Il semble néanmoins que l’on peut échapper à ce destin. Noemie Dupuy, une diplômée de HEC, est entrepreneure technologique. Budge Studios, l’entreprise qu’elle a fondée et qu’elle codirige avec ses deux partenaires, est le deuxième éditeur mondial d’applications mobiles de jeux vidéo pour enfants. On parle ici d’une entreprise de 70 employés.

Noemie me jure qu’elle ne travaille que de 9 h à 17 h et jamais le week-end.

« Je suis en mission auprès des femmes entrepreneures. On nous a endoctrinées dans une culture obsessionnelle du travail et des semaines de 95 heures. Moi, je ne suis pas d’accord avec ça. »

Effectivement, il est possible de moduler ses horaires et de limiter ses efforts en termes d’heures de travail quand on est propriétaire de l’entreprise. En revanche, je n’ai jamais vu un cadre de grande entreprise gravir les échelons en se limitant à 35 ou 40 heures de travail par semaine.

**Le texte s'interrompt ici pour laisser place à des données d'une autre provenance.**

PR #12094, opened 2026-03-06
Update License bar styles and position

adrianspdev:
### Context

The PR restructures the root wrapper into ordered layout slots and migrates the built-in UI (pagination, license notification, dialog, empty-data-state) onto them. Previously each UI inserted itself ad hoc (`rootElement.after()`, a `MutationObserver` to keep position), which made ordering fragile and gave users no control over placement. This introduces a small layout subsystem plus a public `layout` setting so the order of UI elements around the grid is deterministic and user-overridable.

#### Core layout subsystem (`src/core/layout/`)

- **`DomSlot`** — manages ordered insertion of registered children in one slot element. Order: keys listed in the `layout` setting first, then remaining keys by ascending weight, ties broken by registration order. Reconciles children **in place** (only moves a node when it is not already at its target position), so re-applying an unchanged order causes no DOM churn and never blurs a focused control. Tolerates a malformed (non-array) order value.
- **`LayoutManager`** — owns one `DomSlot` per orderable slot and exposes a single-owner API: `register(key, element, { side, weight })` / `unregister(key, side)` own both placement and ordering, plus `getSlot(name)` / `applyConfig(layout)`. Everything is **data-driven from `LAYOUT_SLOTS`** (the constructor, `register`, `getSlot`, `applyConfig` all derive from it), so adding a future slot (e.g. `start`/`end`) only needs a registry entry + its element and CSS. `destroy()` keeps the slot map (only clears contents) so a plugin's `disablePlugin` running after core destroy stays safe.
- **`constants.ts`** — `LAYOUT_SLOTS` (`top`, `bottom`), `LayoutSlotName`, `LayoutSide`, `SLOT_ITEM_CLASS` (`ht-slot-element`). Ordering weights live in the owning plugins, not in core.

#### Core (`core.ts`)

- New wrapper DOM: `ht-slot-top`, `ht-grid` (`ht-grid-content` + grid), `ht-slot-bottom`, `ht-overlay`.
- New public API **`getLayoutManager()`** (root instance only; throws on non-root, like `getFocusScopeManager()`).
- Edge-slot width sync on `afterRender`, memoized (writes only on actual change) to avoid a reflow feedback loop, so the `top`/`bottom` slots stay as wide as the table.
- New **`layout`** setting (`metaSchema.ts`, `settings.ts`); applied on init and `updateSettings`. Keyed by slot: `{ top: string[], bottom: string[] }`. `LayoutConfig` is a mapped type over `LayoutSide`, so the slot keys autocomplete and type-check.

#### Overlays layer (not a slot)

- `ht-overlay` is a **fixed internal element, like `ht-grid`** — always rendered (last wrapper child), not orderable, not part of `getLayoutManager()` or the `layout` setting. It is the modal layer; the dialog mounts there and spans the whole wrapper by design (it is `aria-modal`, renders a backdrop, and traps focus).

#### License notification

- **`utils/licenseNotification.ts`** (new) — injects product info into the bottom slot element when the license is invalid/expired/missing, appends it as the **last child** of the bottom slot (tagged with `ht-slot-element` so it shares the slot-item framing), and registers a focus scope for its links (Tab/Shift+Tab). It is **not** a layout-slot contributor: it is not registered with the `LayoutManager`, so it cannot be reordered through the `layout` setting or removed via `getLayoutManager().unregister()`. Because it is a foreign (unregistered) node, `DomSlot` always inserts registered items before it, so it stays last as other contributors (pagination) register or reorder — including when pagination is enabled after init. Cannot be disabled.
- **`helpers/mixed.ts`** — `_injectProductInfo` now takes an options object `{ className, key, element, releaseDate }`, wraps the message in an inner node, and **returns the created element** so the caller positions it directly instead of re-querying the DOM by class.
- **`tableView.ts`** — removed `addClassNameToLicenseElement` / `removeClassNameFromLicenseElement`.

#### Plugins

- **Pagination** — `register(...)`s in the `bottom` slot (weight 100) when there is no custom `uiContainer`; the UI no longer self-appends (the layout manager owns placement); removed its own width/border/separator logic (now generic in core).
- **Dialog** — renders into `ht-overlay` and self-manages its element: `DialogUI.install()` appends it, `disablePlugin` detaches it (`destroyDialog()` + reset, rebuilt by `enablePlugin`). No layout-slot registration (overlays is not a slot).
- **Empty Data State** — renders inside `ht-grid` (overlays the grid), dropped the `MutationObserver`; keeps non-zero height when data is empty and `height: auto`.
- Pagination guards its layout-manager calls with `isRootInstance(this.hot)` (UI still renders on non-root; the slot only manages ordering).

#### Styles

- Wrapper border via `box-shadow`; slot items carry their own border via `.ht-slot-element` with adjacent items sharing a single divider (handled with `:first-of-type`/`:last-of-type`/`:not(...)` selectors, no JS); border-radius/background rules keyed off `:has(> .ht-slot-bottom > .ht-slot-element)` / `.ht-slot-top`.
- Empty-data-state: dropped the bottom-border override on the `:has(> .ht-slot-bottom > .ht-slot-element)` rule, so its bottom edge aligns with the slot framing now that the license notification also carries `.ht-slot-element`.

#### Documentation

- New guide: **"How to order grid UI elements"** (`docs/.../accessories-and-menus/layout-slots/`), sidebar entry, JSDoc for `getLayoutManager()` and the `layout` option. The guide documents that the license notification always renders last in the `bottom` slot and is not orderable through the `layout` setting; orderable examples use `pagination` and a custom element.

### How has this been tested?

Unit + E2E added/updated and run locally:

```bash
npm --prefix handsontable run test:unit -- --testPathPattern="domSlot|layoutManager|mixed.unit|licenseNotification"
npm --prefix handsontable run test:e2e -- --testPathPattern="core/layout|pagination/__tests__/ui|dialog/__tests__/dialog|emptyDataState/__tests__/emptyDataState"
```

- `core/layout` E2E (28): slot order, `layout` setting at init + via `updateSettings`, weight ordering, separator-on-first-item-only, width sync, focus retained across `updateSettings`, non-root throw, license appended last (not registered) + ignored when listed in `layout`, license stays last when pagination is enabled after init, pagination registration + teardown, dialog renders in the overlays layer + removed on disable, an `overlays` key in `layout` is ignored, destroy safety.
- `plugins/dialog` E2E (178) includes a regression test that the dialog modal spans the whole wrapper and covers the bottom slot (pagination/license) when shown.
- Unit: `DomSlot` (17, incl. in-place reconcile + focus retention), `LayoutManager` (12, incl. a foreign trailing element staying last as registered items are added), `licenseNotification` (11, incl. appended-last + slot class + LayoutManager untouched), `mixed` (30, incl. `_injectProductInfo` return value).

### Types of changes

**Breaking:** the root wrapper DOM structure changed and built-in UI (license notification, pagination, dialog, empty-data-state) now mounts into dedicated slot/overlay containers rather than as siblings of the grid element. Integrations that targeted the old DOM positions may need updating.

### Related issue(s):

1. https://github.com/handsontable/dev-handsontable/issues/2805
2. https://github.com/handsontable/dev-handsontable/issues/2543

### Affected project(s):

- [x] `handsontable`
- [ ] `@handsontable/vue3`

### Checklist:

---

> [!NOTE]
> **High Risk**
> Marked breaking: root DOM structure and where built-in UI mounts changed, so CSS/DOM-dependent integrations and visual tests must be updated; scope is large across core, plugins, focus, and styles.
> 
> **Overview**
> Introduces a **breaking** restructure of the root wrapper: `ht-slot-top`, `ht-grid` (with `ht-grid-content`), `ht-slot-bottom`, and `ht-overlay`, plus a new **`layout`** setting and **`getLayoutManager()`** API to register and order custom UI in the top/bottom slots (`register` / `unregister`, weights, keyed order).
> 
> Built-in chrome no longer inserts itself next to the grid ad hoc: **pagination** registers in the bottom slot; **dialog** mounts in `ht-overlay` as a full-wrapper modal; **empty-data-state** lives inside `ht-grid` (MutationObserver removed); the **license bar** is injected last in the bottom slot via `initLicenseNotification`, styled as `ht-slot-element`, and is **not** reorderable through `layout`. Core syncs top/bottom slot width to the table on `afterRender`.
> 
> Styling shifts to shared **`.ht-slot-element`** framing and wrapper `box-shadow` borders; pagination/dialog drop their old self-placement, width, and conditional top-border logic. Docs add a **Layout slots** guide; visual-test selectors move to `.ht-grid-content > .handsontable`.
> 
> <sup>Reviewed by [Cursor Bugbot](https://cursor.com/bugbot) for commit 6a0a3c9faa2810295dd5233ffe5b407a83314d4c. Bugbot is set up for automated code reviews on this repo. Configure [here](https://www.cursor.com/dashboard/bugbot).</sup>


handsontable/src/plugins/pagination/pagination.ts
```diff
@@ -250,6 +252,14 @@ export class Pagination extends BasePlugin {
 
     }
 
+    // The layout manager only exists on the root instance. The UI itself is already in the DOM
+    // (the UI's `install` appends it to the after-grid element); the slot only manages ordering.
+    if (isRootInstance(this.hot) && !this.getSetting('uiContainer')) {
+      this.hot.getLayoutManager()
```
budnix, line 257: I'd like to fold this registration and the UI's own placement into a single `register()` call on the manager, because right now placement and ordering are split across two files and have to stay in agreement. It'd also let us drop the root-instance check here. Something like:

```js
this.hot.getLayoutManager().register(PLUGIN_KEY, this.#ui.getContainer(), {
  side: 'after',
  weight: PAGINATION_WEIGHT,
});
```

handsontable/src/plugins/pagination/ui.ts
```diff
@@ -186,7 +186,7 @@ export class PaginationUI {
 
       addClass(container, [this.#themeName ?? '', 'handsontable']);
     } else {
-      this.#rootElement.after(elements.fragment);
+      this.#afterGridElement.appendChild(elements.fragment);
```
budnix: Tied to the pagination.ts note — I'd drop the after-grid reference here and let the manager do the placement, so there's a single owner for where pagination lands instead of two.

handsontable/src/core/settings.ts
```diff
@@ -200,6 +200,11 @@ export interface GridSettings {
 
   // Layout
   ariaTags?: boolean;
+  layout?: {
```
budnix: I'd like to settle this shape before 18.0, since it's the public option and changing it later breaks people. Two reasons to revisit it: the keys are plain strings so there's no autocomplete on the valid values, and there's no room for per-item alignment if left/right ever lands. I'd propose moving toward one of these:

```js
// today
layout: { afterGrid: ['pagination', 'licenseNotification'] }

// a single ordered list, with `grid` marking the table's position
layout: ['toolbar', 'grid', 'pagination', 'licenseNotification']

// or objects, once alignment within a row matters
layout: [
  'toolbar',
  'grid',
  { key: 'pagination', align: 'left' },
  { key: 'licenseNotification', align: 'right' },
]
```

Also `layout` reads as related to `layoutDirection` right next to it when it isn't — might be worth a different name.

handsontable/src/core/settings.ts
```diff
@@ -200,6 +200,11 @@ export interface GridSettings {
...
+    beforeGrid?: string[];
+    afterGrid?: string[];
+    overlays?: string[];
```
budnix: I'd drop `overlays` from the public `layout` setting entirely. Overlay-type plugins like Dialog should declare themselves as `overlay` at registration time, and that layer's ordering isn't something users should be reshuffling at runtime — so it doesn't belong in user-facing config. That keeps `layout` scoped to the flow around the grid.

handsontable/src/core/layout/constants.ts
```diff
@@ -0,0 +1,29 @@
...
+ * Class added to every element registered in an edge slot (before-grid/after-grid). It carries the
+ * shared slot-item border styling.
+ */
+export const SLOT_ITEM_CLASS = 'ht-slot-element';
+
+/**
+ * Default ordering weights for the built-in slot contributors. Lower weight comes first.
+ * Plugins should pick weights with gaps (multiples of 100) to leave room between built-ins.
+ */
+export const LAYOUT_WEIGHTS = {
```
budnix: I'd move these weights out of Core and into the plugins that own them. Listing `PAGINATION`, `DIALOG`, and `LICENSE_NOTIFICATION` here means the kernel knows about specific plugins, which points the dependency the wrong way and breaks the plugin isolation we hold elsewhere. Each plugin defining its own weight keeps the coupling one-directional and lets a plugin change its ordering without a Core edit.

budnix (commented):
A few suggestions on the layout API while it's still pre-release — all cheaper to change now than after 18.0 locks the public shape. None block the PR.

Main one: I'd like us to separate two concerns that are currently merged — position relative to the grid (above/below) versus alignment within a row (left/center/right). I'd want the design to leave room for the second one, since "pagination on the left" is a fair bet to come up and the current model can't express it.

I'd also lean toward collapsing `beforeGrid`/`afterGrid` into a single ordered list with `grid` as a keyword marking the table's position. I think it's a simpler mental model than two named buckets, and it drops the need to know which bucket a thing belongs to.

And internally, I'd move placement entirely into the layout manager rather than splitting it between the UI and the plugin — one owner instead of two things to keep in sync. The keys people type wouldn't change. Specifics inline.

handsontable/src/core/layout/layoutManager.ts
```diff
@@ -0,0 +1,76 @@
+import { throwWithCause } from '../../helpers/errors';
+import { DomSlot } from './domSlot';
+import { LAYOUT_SLOTS, SLOT_ITEM_CLASS, type LayoutSlotName } from './constants';
+
+/**
+ * User-facing layout configuration: an ordered list of element keys per orderable slot.
+ */
+export interface LayoutConfig {
```
budnix: I'd have `settings.ts` import and reuse this type instead of keeping its own hand-written copy, since the two can drift apart.

handsontable/src/core.ts
```diff
@@ -1533,7 +1582,43 @@ export default function Core(
 
     if (isRootInstance(this)) {
       installAccessibilityAnnouncer(instance.rootPortalElement);
-      _injectProductInfo(mergedUserSettings.licenseKey!, this.rootWrapperElement, process.env.HOT_RELEASE_DATE);
+      initLicenseNotification(instance);
+
+      // Keep the edge slots (before-grid, after-grid) as wide as the table so their content
+      // (toolbars, pagination, license notification) aligns with the grid.
+      const lastEdgeWidths = { before: -1, after: -1 };
+      const syncEdgeSlotsWidth = () => {
```
budnix, line 1590: I'd like to replace this per-render width sync with a CSS flex-row layout and let the browser keep the width in step, rather than recomputing and guarding against a reflow loop ourselves.

handsontable/src/plugins/dialog/ui.ts
```diff
@@ -163,8 +163,9 @@ export class DialogUI {
     dialogElement.addEventListener('transitionstart', () => this.#onTransitionStart());
     dialogElement.addEventListener('transitionend', () => this.#onTransitionEnd());
 
-    // Append to Handsontable after table grid element
-    this.#rootElement.after(elements.fragment);
+    if (this.#overlayContainer) {
+      this.#overlayContainer.appendChild(elements.fragment);
```
budnix, line 167: Can I ask — is the dialog meant to cover the after-grid area now? Before this PR the dialog was inserted right after the grid and `updateHeight('calc(100% - licenseInfoHeight)')` shrank it so it stopped above the license notification. Now it's appended into `ht-overlays`, which has no CSS of its own, so `.ht-dialog` (position:absolute, height:100%) sizes against `.ht-root-wrapper` and spans the whole wrapper — including `ht-after-grid` where pagination and the license notification now live. So opening a dialog or loading overlay on a grid that has pagination will visually cover the pagination bar, which it didn't before. The dialog spec only checks `parentNode`, so nothing catches the geometry change — worth a quick check.

handsontable/src/core/layout/domSlot.ts
```diff
@@ -0,0 +1,189 @@
...
+  }
+
+  /**
+   * Re-appends registered elements into the container in resolved order.
+   *
+   * @returns {void}
+   */
+  #reorder(): void {
+    this.#sortedKeys().forEach((key) => {
+      this.#parent.appendChild(this.#entries.get(key)!.element);
```
budnix: `#reorder()` re-appends every registered element on each `add()`/`setOrder()`, and since `applyConfig` calls `setOrder` on all slots during every `updateSettings()`, this runs even when the order hasn't changed. The catch is that `appendChild`-ing a node that contains `document.activeElement` fires a blur and drops focus to `<body>` — so if a keyboard user is on a pagination control or a license link when something triggers `updateSettings()`, their focus silently disappears mid-interaction. Guarding the move (only `insertBefore` when the node isn't already at the target index) would skip both the focus loss and the redundant DOM churn.

handsontable/src/utils/licenseNotification.ts
```diff
@@ -0,0 +1,94 @@
...
+    : '';
+
+  _injectProductInfo({
+    className: LICENSE_INFO_CLASS,
+    key: licenseKey,
+    element: container,
+    releaseDate
+  });
+
+  const notificationElement = getNotificationElement(hotInstance);
```
budnix: This re-queries the DOM by class to get back the element `_injectProductInfo` just created and appended, because that helper returns nothing. The coupling is a little fragile — if the injected markup or the `hot-display-license-info` class ever changes, or anything else in the after-grid carries that class, `getNotificationElement` returns null and the notification silently isn't slot-registered, so it loses its ordering and focus scope with no error. Having `_injectProductInfo` return the element it creates would let you register it directly and drop the round-trip. Curious what you think.

budnix (commented):
A few inline notes from a deeper pass over the layout-slot changes — focused on things not already covered in the existing review threads.

handsontable/src/core.ts
adrianspdev: I looked into this and a pure-CSS approach doesn't hold up here. The edge slots need to match the rendered table width (.htCore), not the wrapper width — e.g. for a content-sized table narrower than its container, the slots must shrink to the table (layout.spec.js:156 asserts afterGrid.offsetWidth === htCore.offsetWidth and < wrapper.offsetWidth).

That target width is a walkontable measurement, not a CSS relationship the edge-slot siblings can derive. Making them track it in CSS requires wrapping grid + edges in a width: fit-content container — but walkontable and stretchColumns measure available width from that container (getWorkspaceWidth, stretchColumns.ts:110). A fit-content ancestor removes the definite width they rely on, which breaks stretchH and width: '100%' (table width depends on content, content depends on container width — circular).

I checked the four cases (narrow table / stretchH:'all' / window-scrollable / fixed width) and no single CSS config satisfies all of them. The JS sync works precisely because it measures after layout, once stretch/percentage widths are resolved. The reflow-loop guard (lastEdgeWidths) keeps it to one write per actual change, so there's no feedback loop. Proposing to keep it as-is.

handsontable/src/plugins/dialog/ui.ts
adrianspdev: Yes, that's intentional. The dialog is a modal now, so it's meant to cover the whole grid wrapper — including the `bottom` slot with pagination and the license notification — not stop above them.

Moving it into the dedicated `ht-overlay` layer is what enables that. The overlays layer is a fixed, full-wrapper element (it renders like the grid, not as a slot), so `.ht-dialog` (`position: absolute; height: 100%`) sizes against the wrapper and spans the whole thing by design. The old `updateHeight('calc(100% - licenseInfoHeight)')` was a workaround for the dialog's previous DOM position (inserted right after the grid) — it existed only to avoid overlapping the license notification, and that constraint is deliberately gone now.

Covering the pagination/license bar is the correct modal behavior, not a regression:
- the dialog is `role="dialog"`/`alertdialog` with `aria-modal`,
- it renders a backdrop (`background: 'solid' | 'semi-transparent'`),
- and it registers a focus scope that traps Tab/Shift+Tab inside the dialog while open.

So while the dialog is up the user can't reach the pagination controls or license links underneath anyway — visually covering them matches that. A modal that left the pagination bar visible and clickable behind it would be the inconsistent state.

Good call on the test gap, though — the spec only checked `parentNode`. I've added a regression test that opens a dialog on a grid with pagination and asserts the dialog element spans the full wrapper and covers the bottom slot, so the intended full-cover geometry is now locked in.

handsontable/src/core/settings.ts
adrianspdev: Thanks for the detailed suggestions. We're keeping the keyed top/bottom shape — it's the clearest fit for our implementation and extends cleanly to the start/end slots we plan to add.

budnix (dismissed):

handsontable/src/core/layout/layoutManager.ts
```diff
@@ -0,0 +1,108 @@
...
+  }
+
+  /**
+   * Applies the per-slot key order from a layout configuration.
+   *
+   * @param {LayoutConfig} [config={}] The layout configuration.
+   * @returns {void}
+   */
+  applyConfig(config: LayoutConfig = {}): void {
+    Object.values(LAYOUT_SLOTS).forEach(side => this.getSlot(side).setOrder(config[side] ?? []));
```
budnix: When someone passes `layout: null`, the grid throws `Cannot read properties of null` — both at init and on every `updateSettings`. The default `= {}` only kicks in for `undefined`, so an explicit `null` slips straight through and `config[side]` reads from `null`. `DomSlot.setOrder` already tolerates a bad (non-array) value, so it'd be good to be just as forgiving here — I reproduced this in a quick demo and it breaks grid construction. Optional chaining covers both paths:
```suggestion
    Object.values(LAYOUT_SLOTS).forEach(side => this.getSlot(side).setOrder(config?.[side] ?? []));
```

budnix (commented):
Two inline notes from reviewing the layout-slots feature — one real crash on `layout: null`, one question about an unused import. Everything else I stress-tested (duplicate keys, foreign keys, foreign slots, non-array values, and trying to disable the license notification) behaved correctly.

handsontable/src/plugins/dialog/dialog.ts
```diff
@@ -1,6 +1,7 @@
 import { BasePlugin } from '../base';
 import { throwWithCause } from '../../helpers/errors';
 import { DialogUI } from './ui';
+import { isRootInstance } from '../../utils/rootInstance';
```
budnix: This `isRootInstance` import looks unused now — it only shows up on this line and ESLint doesn't flag it. Was a root-instance guard meant to go somewhere in `enablePlugin` (the way pagination guards its `getLayoutManager` calls before touching the slot), or can the import just be dropped? Worth a quick check since `rootOverlaysElement` is null on a non-root instance.

budnix (approved):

Pour accéder au sommet, il faut être la personne qui a obtenu les meilleurs résultats, bâti la meilleure équipe et développé le meilleur réseau à l’intérieur et à l’extérieur de l’entreprise. Pour y arriver, cette personne a dû travailler sans relâche. Et elle est même prête à accélérer la cadence pour gravir le dernier échelon.